茶烟熏人,露沾衣。岚的指尖画过杯延,不带走一丝温度,依旧冰寒。

「这是希罕茶品,没特别吩咐,下人不会主动备着的。而宫内就父皇与霖爱吃,是来有此猜想。但我倒是不爱,太淡太清了,嗅得那香,可食之无味,索然……」无法旷远的心怀,淡雅之物,便仿如挟针带剑,他是喝不惯这茶,无法选择恬静地──

得了一个答案,倒换了另一个疑惑。怜渶没有印象,自己有与岚提到中原茶与西域奶酪的差别。不过他没再追问岚,只是感觉窝心,当自己的喜好能于不经意时被人惦记,那种被重视的安心……

为了不让岚发现自己的情绪,怜渶刚好转背向壁龛中取出画轴,而岚自然也起身靠近。由于怜渶是颠脚仰头取物的姿势,所以岚的脸就正在他后颈处,一发语,酒气混上人的鼻息之馨香,赤辣辣的搔过。「你就说这幅画?」

明明是很自然的举动,但怜渶却有些不由来的紧张。「是,是啊!」递交画轴的动作,就是僵硬。

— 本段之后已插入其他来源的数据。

PR #4869, opened 2021-01-01
Update fpc from 3.0.4 to 3.2.0

uberhacker:
Tested on all architectures.  The arm test was a bit flaky but every other platform worked fine, although the fpc executable appeared to be expecting ppc architecture?


satmandu:
Just curious, what's the rationale to install precompiled packages instead of building from source?

Debian appears to build from source.

E.g. https://launchpadlibrarian.net/494660205/fpc_3.2.0+dfsg-8build1_3.2.0+dfsg-8build2.diff.gz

从怜渶手中接过画轴,朝着自己的面解套,晚风吹过卷轴穗子,而赏画者,岚是久久不语。这宁静,令怜渶尴尬。短时间,心头情绪转了好几折,可是难过。正当怜渶想打破沉静寻问时,岚是先开口了。 

「这,真是有缘了……」轻轻语句幽柔,如岚一贯的说话音调。 

「你识得这人?」岚的反应让怜渶意外,但也有种果不其然的预感。毕竟这画中人与霖生的如此相似,冥冥中便像有种羁绊存在。

「不仅识得,再熟悉不过了。找个时间,你可以去找我父皇,他会告诉你答案。」

将画轴卷回原样,挂在岚白净脸上的一抹笑容,似乎别有意含。但怜渶并没有注意到,只是听得线索,整个人就像团团燃烧一股热劲。「皇上知道?那,那么现下──」

若非岚拉住怜渶,只怕他就真飞奔去了。宛若在沙漠中寻得绿州生机的旅人,怜渶的心情是亢奋。